Collected data entries:
----

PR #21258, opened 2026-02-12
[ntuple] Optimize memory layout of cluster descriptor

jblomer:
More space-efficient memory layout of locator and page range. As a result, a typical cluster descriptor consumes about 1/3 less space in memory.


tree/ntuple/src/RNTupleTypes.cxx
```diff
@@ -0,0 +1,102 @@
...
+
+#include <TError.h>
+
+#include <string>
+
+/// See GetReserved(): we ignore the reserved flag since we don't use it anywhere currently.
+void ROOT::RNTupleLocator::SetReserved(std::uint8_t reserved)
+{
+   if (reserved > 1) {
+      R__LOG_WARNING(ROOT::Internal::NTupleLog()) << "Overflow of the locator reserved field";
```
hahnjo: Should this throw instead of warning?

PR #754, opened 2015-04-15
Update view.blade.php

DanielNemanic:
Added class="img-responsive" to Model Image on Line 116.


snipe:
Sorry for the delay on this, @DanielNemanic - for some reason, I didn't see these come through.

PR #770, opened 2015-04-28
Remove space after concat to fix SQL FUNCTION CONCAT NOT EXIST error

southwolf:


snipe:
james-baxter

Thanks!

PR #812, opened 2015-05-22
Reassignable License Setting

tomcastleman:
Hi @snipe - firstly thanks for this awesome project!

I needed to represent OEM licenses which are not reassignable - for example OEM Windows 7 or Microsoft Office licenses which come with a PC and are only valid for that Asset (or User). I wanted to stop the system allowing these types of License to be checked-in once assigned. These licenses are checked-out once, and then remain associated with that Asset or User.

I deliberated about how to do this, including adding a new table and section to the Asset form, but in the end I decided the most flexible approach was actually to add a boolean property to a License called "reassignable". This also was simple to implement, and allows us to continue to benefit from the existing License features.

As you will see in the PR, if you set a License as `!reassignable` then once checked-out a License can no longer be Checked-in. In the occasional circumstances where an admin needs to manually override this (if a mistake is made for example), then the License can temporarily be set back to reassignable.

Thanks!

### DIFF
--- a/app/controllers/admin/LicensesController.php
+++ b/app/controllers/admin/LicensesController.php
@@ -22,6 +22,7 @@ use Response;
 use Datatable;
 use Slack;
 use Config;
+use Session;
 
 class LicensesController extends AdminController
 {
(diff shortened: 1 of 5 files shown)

----

If a line in the records holds the word "class", count it, then give only the total.

2